- Combat Aviation Advisor beret flash
- Active: 1994–2022
- Country: United States
- Branch: United States Air Force
- Type: Special Operations Forces
- Role: Aviation Foreign Internal Defense (AvFID)
- Size: Operational Aviation Detachments (OADs)
- Part of: Air Force Special Operations Command
- Garrison/HQ: Duke Field, FL
- Nickname: CAA
- Motto: Deditissimus Vincit ("The Most Committed Wins")

= Combat Aviation Advisors =

United States Air Force special operations aviation advisors

Combat Aviation Advisors (CAAs) were United States Air Force Special Operations Command operators assigned primarily to the 6th Special Operations Squadron (6th SOS), a unit of Air Force Special Operations Command (AFSOC).

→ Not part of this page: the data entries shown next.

PR #6647, opened 2024-04-27
Make fast update intervals in qmc5883l work

tronikos:

qmc5883l supports the following date rates: 10Hz, 50Hz, 100Hz, 200Hz. In order to use 200Hz we need to set update_interval to 5ms see https://github.com/esphome/esphome/blob/9bfb36f58bcdaff1d5b62a2ea303d45a10af291e/esphome/components/qmc5883l/sensor.py#L115
The default loop_interval is 16ms so we can only read values from the magnetometer at best every 16ms. This prevents us sampling the sine wave produced by the magnet rotation inside a 30GPM water meter. Their fastest period is 17.3ms. See https://github.com/tronikos/esphome-magnetometer-water-gas-meter/issues/2

So if the update interval of qmc5883l is smaller than the loop_interval start HighFrequencyLoopRequester.

## Types of changes

- [ ] Other

## Test Environment

- [x] ESP32
- [ ] ESP32 IDF
- [x] ESP8266
- [ ] RP2040
- [ ] BK72xx
- [ ] RTL87xx

```yaml
# Example config.yaml

```

## Checklist:


esphome/core/application.h
```diff
@@ -222,6 +222,8 @@ class Application {
    */
   void set_loop_interval(uint32_t loop_interval) { this->loop_interval_ = loop_interval; }
 
+  uint32_t get_loop_interval() { return this->loop_interval_; }
```
jesserockz:
```suggestion
  uint32_t get_loop_interval() const { return this->loop_interval_; }
```

jesserockz (changes requested):

tronikos:
Actually I'm not sure if this is really needed. Note this is a `PollingComponent` which means the loop time isn't relevant?

I added the following code in `QMC5883LComponent::update`:

```cpp
  static uint32_t prev_millis = millis();
  static uint32_t i = 0;
  if (i % 100 == 1) {
    ESP_LOGI("QMC5883LComponent::update", "actual update interval in millis %d", millis() - prev_millis);
  }
  i++;
  prev_millis = millis();
```

I configured the QMC5883L with `update_interval: 5ms`.
Without the change in this PR, the actual update interval of qmc5883l is: 6ms on ESP32, 10ms on ESP8266.
With the change in this PR, it's 5ms on ESP32, 8ms on ESP8266.

So even without the change in this PR, the update interval is less than the loop time (the `debug` `loop_time` reports 12ms on ESP32) which suggests the loop interval isn't relevant for polling components. But then why is there a small improvement with this PR?

jesserockz:
PollingComponents update functions are still run inside the main loop which is every 16ms by default. 

The high frequency loop requester means the main loop will execute as fast as possible, allowing the scheduled 5ms updates to happen as close as possible to the desired time.

tronikos:
In that case this seems like a desired change.

mkmer:
Wondering : Should we do the same to the HMC5883l?  Seems like the same problem exists there too.

jesserockz (changes requested):
Can we actually break the core change into its own PR please?

tronikos:
Sure. Created https://github.com/esphome/esphome/pull/6666

jesserockz (approved):

PR #6653, opened 2024-04-28
WIP: Add support for multiple wakeword/vad models

kahrendt:

This is still a work in progress! I'd appreciate people testing this out and letting me know about any issues. It will be a breaking change due to changes in the yaml syntax for handling multiple wake word models.

This PR adds several features/performance improvements:

- Multiple wake word models can run simultaneously
  - At most two of the current models can run simultaneously without issue
- Adds support for running a Voice Activity Detection model to potentially reduce certain false accepts
  -  The current VAD model can only run with 1 model at the same time. If you try to run VAD and two models all at once, accuracy will suffer greatly
- Several memory improvements
  - Models are loaded and unloaded as mWW starts and stops to save memory when not actively running
  - All buffers (excluding the ring buffer) are freed when not actively running
  - Ring buffer size is reduced (if it filled up before, there was no chance of ever recovering and so 0.5 s of audio was dropped each time)
  - Makes the tensor arena's default allocated memory smaller. The exact space allocated can be set in the codegen stage.

Todo:

- Update the manifest format
  - Add a field for the necessary tensor arena size (currently the values are hardcoded in ``__init__.py``)
  - Add support for a VAD helper model along with its specific parameters
- Allow users to only enable VAD instead of having to point to a specific manifest file (also requires uploading the VAD model to the appropriate default repository) 
- ?Possibly better handle the VAD code? I have added a new preprocessor directive to only compile the relevant code if it is enabled, but I'm not sure if this is the best way to handle it. **Warning: Enabling/disabling a VAD model will require a full recompile when rebuilding, so if you have a slow computer, this may take awhile!**
- Update the documentation (see the example yaml at the end of this PR in the mean time)
- Fix any bugs people encounter in testing

## Types of changes

- [ ] Other

**Pull request in [esphome-docs](https://github.com/esphome/esphome-docs) with documentation (if applicable):** unfinished

## Test Environment

- [ ] ESP32
- [x] ESP32 IDF
- [ ] ESP8266
- [ ] RP2040
- [ ] BK72xx
- [ ] RTL87xx

```yaml
# Example config.yaml for multiple models

micro_wake_word:
  on_wake_word_detected:
    - voice_assistant.start: 
  models:
    - model: okay_nabu
      sliding_window_average_size: 5
    - model: hey_jarvis
      probability_cutoff: 0.75

```

```yaml
# Example config.yaml for VAD

micro_wake_word:
  on_wake_word_detected:
    - voice_assistant.start: 
  vad_model: 
    model: https://github.com/kahrendt/microWakeWord/releases/download/model/vad_model.json
    sliding_window_average_size: 2
    threshold:
      upper: 0.95
      lower: 0.5
  models:
    - model: alexa

```

## Checklist:

### DIFF
--- a/esphome/components/micro_wake_word/__init__.py
+++ b/esphome/components/micro_wake_word/__init__.py
@@ -30,6 +30,7 @@ from esphome.const import (
     CONF_USERNAME,
     CONF_PASSWORD,
     CONF_RAW_DATA_ID,
+    CONF_THRESHOLD,
     TYPE_GIT,
     TYPE_LOCAL,
 )
@@ -41,9 +42,13 @@ CODEOWNERS = ["@kahrendt", "@jesserockz"]
 DEPENDENCIES = ["microphone"]
 DOMAIN = "micro_wake_word"
 
+CONF_MODELS = "models"
 CONF_PROBABILITY_CUTOFF = "probability_cutoff"
 CONF_SLIDING_WINDOW_AVERAGE_SIZE = "sliding_window_average_size"
 CONF_ON_WAKE_WORD_DETECTED = "on_wake_word_detected"
+CONF_VAD_MODEL = "vad_model"
+CONF_UPPER = "upper"
+CONF_LOWER = "lower"
 
 TYPE_HTTP = "http"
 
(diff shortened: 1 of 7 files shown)


kahrendt:
Closing this pull request as esphome#7032 implements all of these features and more. Note the new pull request has different syntax than what was used here.

PR #6655, opened 2024-04-29
[template/text] Fix lambda config

asergunov:

The template text platform was not working if `lambda` specified. The problem is `default=False` in schema producing the config option even if user is not specifying it, but on validation step we checking if this option doesn't exists in config.

## Types of changes

- [ ] Other

## Test Environment

- [ ] ESP32
- [x] ESP32 IDF
- [ ] ESP8266
- [ ] RP2040
- [ ] BK72xx
- [ ] RTL87xx

```yaml
text:
  - platform: template
    mode: text
    lambda: |
      return std::string{"Hello"};
```

## Checklist:


esphome/components/template/text/__init__.py
```diff
@@ -24,11 +24,11 @@
 
 def validate(config):
     if CONF_LAMBDA in config:
-        if config[CONF_OPTIMISTIC]:
+        if config[CONF_OPTIMISTIC] and config[CONF_OPTIMISTIC]:
```
clydebarrow: No point in repeating the same test:
```suggestion
        if config[CONF_OPTIMISTIC]:
```

esphome/components/template/text/__init__.py
```diff
@@ -24,11 +24,11 @@
...
             raise cv.Invalid("optimistic cannot be used with lambda")
         if CONF_INITIAL_VALUE in config:
             raise cv.Invalid("initial_value cannot be used with lambda")
-        if CONF_RESTORE_VALUE in config:
+        if CONF_RESTORE_VALUE in config and config[CONF_RESTORE_VALUE]:
```
clydebarrow: Since `CONF_RESTORE_VALUE` has a default, it will *always* be present.
```suggestion
        if config[CONF_RESTORE_VALUE]:
```

clydebarrow (changes requested):

esphome/components/template/text/__init__.py
asergunov: Right. Thank you.

asergunov: Is it difficult to add a test? Could you please point me a file to do that?

clydebarrow: There are already tests for `template`, you can just add your sample config in the file `tests/components/template/common.yaml`. Append to the existing `text:` section.

clydebarrow: When adding a test like this, I recommend adding the test *without* your fix, run the test (`script/test_build_components -c template`) and verify failure, then add the fix, run again and verify success.

clydebarrow (approved):

PR #7901, opened 2024-12-01
[ble_client, bluetooth_proxy, esp32_ble_client, esp32_ble_tracker] fix ble proxy stop working

tomaszduda23:
# What does this implement/fix?

1. Added more logs to show what is going on
2. Create scan reboot timeout earlier to reboot device if ble stack fail to start ble scan
3. Init a few values
4. Mark ble client as failed if error in registration callback https://github.com/esphome/issues/issues/6553
5. Includes https://github.com/esphome/esphome/pull/7960

## Types of changes

- [x] Bugfix (non-breaking change which fixes an issue)
- [ ] New feature (non-breaking change which adds functionality)
- [ ] Breaking change (fix or feature that would cause existing functionality to not work as expected)
- [ ] Code quality improvements to existing code or addition of tests
- [ ] Other

**Related issue or feature (if applicable):**

- https://github.com/esphome/issues/issues/5119
- https://github.com/esphome/issues/issues/6270

**Pull request in [esphome-docs](https://github.com/esphome/esphome-docs) with documentation (if applicable):**

- esphome/esphome-docs#<esphome-docs PR number goes here>

## Test Environment

- [x] ESP32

Combat Aviation Advisors conducted Aviation Foreign Internal Defense (AvFID), Security Force Assistance (SFA), Unconventional Warfare (UW), and Irregular Warfare missions in support of United States special operations objectives.

Combat Aviation Advisors operated in mission-tailored Operational Aviation Detachments (OADs) and conducted operations by, with, and through foreign aviation forces to train, advise, and assist partner nation aviation units.

For nearly three decades, the 6th Special Operations Squadron served as the Air Force's only organization specifically trained, organized, and equipped to conduct aviation advising and Aviation Foreign Internal Defense missions.

Combat Aviation Advisors were authorized to wear a charcoal brown beret as a symbol of distinction within the air advising enterprise. The beret was approved for wear by Air Force Special Operations Command in 2018 and was accompanied by a distinctive Combat Aviation Advisor beret flash. According to Air Force Special Operations Command, the brown color symbolized the ability to identify potential where others see barrenness and reflected the commitment required to develop partner nation aviation capabilities through advisory operations.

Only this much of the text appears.